Appellant also complains that the award of fees in the case of appeal to the court of appeals and supreme court is improper because the fees were unconditionally awarded regardless of whether Ap-pellee was successful on appeal. Since Ap-pellee has been successful in this court, Appellant’s argument as to fees for appeal to the court of appeals fails to show that the error was harmful. TEX.R.CIV.P. 434. As to the award of attorney’s fees for appeal to the supreme court, the trial court should have awarded additional attorney’s fees only in the event of an unsuccessful appeal by Memorial City General Hospital Corporation. Siegler v. Williams, 658 S.W.2d 236 (Tex.App.—Houston [1st Dist.] 1983, no writ). As to the fees for appeal to the supreme court, Appellant’s seventh point of error is sustained. However, the trial court’s error in the wording of the award of attorney’s fees does not mandate that this case be reversed.
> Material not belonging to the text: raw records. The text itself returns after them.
PR #1180, opened 2019-04-19
#1177 keep the mongodb connection open until stream is closed

### LINKED ISSUE #1177: MongoDB Connection State is not 'open'
## How  the Problem was Produced

The source mongodb has 500K matching trip records.
The following returns one of these records without issue.
```
CALL apoc.mongodb.first('mongodb://localhost:27017', 'mobilytics', 'mds_trips', {provider_name: 'Lime'}, false) YIELD value as trip;
```
The following request produces the error.

```
CALL apoc.mongodb.find('mongodb://localhost:27017', 'mobilytics', 'mds_trips', {provider_name: 'Lime'}, null, null, false, 0, 0) YIELD value as trip ;
```

Failed to invoke procedure `apoc.mongodb.find`: Caused by: java.lang.IllegalStateException: state should be: open

### Versions

- OS: Ubuntu 18.04
- Neo4j: 3.5.3
- Neo4j-Apoc: apoc-3.5.0.3-all.jar 

- bson-3.5.0.jar  
-  mongo-java-driver-3.5.0.jar
-  mongodb-driver-3.5.0.jar
-  mongodb-driver-core-3.5.0.jar

- jackson-annotations-2.9.8.jar
-  jackson-core-2.9.8.jar
-  jackson-databind-2.9.8.jar

phreed:
In apoc/mongodb/MongoDB.java ...
```
 try (Coll coll = getMongoColl(hostOrKey, db, collection, compatibleValues)) {
            return coll.all(query, skip, limit).map(MapResult::new); // .onClose(coll::safeClose);
        } catch (Exception e) {
            log.error("...");
        }
```
When leaving the try block the `coll` goes out of scope and its `close()` is called.
apoc.mongodb.MongoDBColl
```
   @Override
    public void close() throws IOException { 
        mongoClient.close();
    }
```
However, the returned stream (let's call it `res_stream`) needs for 
the mongo connection associated with `coll`  to remain open.

The closing of `res_stream` is handled by the .onClose() stream modifier
apoc.mongodb.MongoDBColl
```
 private Stream<Map<String, Object>> asStream(FindIterable<Document> result) {
        logger.info("making a result stream");
        Iterable<Document> it = () -> result.iterator();
        return StreamSupport
                .stream(it.spliterator(), false)
                .map(doc -> this.documentToPackableMap(doc))
                .onClose( () -> {
                        result.iterator().close();
                    } );
    }
```
The closing of the `mongoClient.close()` needs to be contingent 
upon the closing of `res_stream` and not the `coll` going out of scope.

Of course in those situations where a stream is not returned the `mongoClient.close()` 
may need to be called when `coll` goes out of scope.
I suppose a `door_stop` flag could be used to hold the `mongoClient` open
in those cases where things like stream are returned.
Seems kind of a hack (I generally feel that way about flags).

### DIFF
--- a/src/main/java/apoc/mongodb/MongoDB.java
+++ b/src/main/java/apoc/mongodb/MongoDB.java
@@ -55,7 +55,8 @@ public class MongoDB {
                                  @Name("db") String db,
                                  @Name("collection") String collection,
                                  @Name("query") Map<String, Object> query,
-                                 @Name(value = "compatibleValues", defaultValue = "false") boolean compatibleValues, @Name(value = "skip", defaultValue = "0") Long skip,
+                                 @Name(value = "compatibleValues", defaultValue = "false") boolean compatibleValues, 
+                                 @Name(value = "skip", defaultValue = "0") Long skip,
                                  @Name(value = "limit", defaultValue = "0") Long limit) {
         try (Coll coll = getMongoColl(hostOrKey, db, collection, compatibleValues)) {
             return coll.all(query, skip, limit).map(MapResult::new); // .onClose(coll::safeClose);
--- a/src/main/java/apoc/mongodb/MongoDBColl.java
+++ b/src/main/java/apoc/mongodb/MongoDBColl.java
@@ -31,6 +31,7 @@ class MongoDBColl implements MongoDB.Coll {
     private MongoCollection<Document> collection;
     private MongoClient mongoClient;
     private boolean compatibleValues = false;
+    private boolean doorStop = false;
 
     public MongoDBColl(String url, String db, String coll) {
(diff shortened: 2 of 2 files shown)


conker84:
Hi @phreed thanks for fixing this!
Can you also add a test case that recreates the problem?

conker84:
Hi @phreed any updates on this?

phreed:
@conker84 I did not see your earlier request for a test case.
The problem with testing this is that small tests seem to generally avoid the race condition.
Apparently I am not the first to not see how to test this issue as I see code fragments as comments which are working around it.

phreed:
Incidentally my load of 5M docs from mongodb into neo4j ran to completion so the fix seems to work.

Where a portion of a judgment relating to the manner of the award of attorney’s fees was unauthorized, the judgment may be modified on appeal so as to correct the award. See Maryland Casualty Company v. Hopper, 237 S.W.2d 411 (Tex.Civ.App.—El Paso 1950, no writ).

The judgment is modified to read in part that:

It is further ORDERED, ADJUDGED and DECREED that Plaintiff, CINTAS CORP. NO. 81, have and recover judgment against Defendant, MEMORIAL CITY GENERAL HOSPITAL CORPORATION, in the further amount of $7,500.00 in the event this case is unsuccessfully appealed by Defendant, Memorial City General Hospital Corporation, to the Supreme Court of Texas, together with postjudgment interest on such additional amount at the rate of ten percent (10%) per annum from the date of judgment herein until paid, for which let execution issue.

The judgment is affirmed as modified.